### Directions
The line that contains "Icons clustering makers not shown" and all lines following it to the end of the data below: set these down exactly, and nothing besides.

### Data excerpts
-- -- --
Issue #138, opened 2016-05-17
Icons clustering makers not shown


waandershz:
For some days now the icons for clustering markers aren't shown anymore.
See: https://www.semantic-mediawiki.org/wiki/Maps_examples/Google_Maps_marker_clustering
-- -- --
### Response area
Icons clustering makers not shown


waandershz:
For some days now the icons for clustering markers aren't shown anymore.
See: https://www.semantic-mediawiki.org/wiki/Maps_examples/Google_Maps_marker_clustering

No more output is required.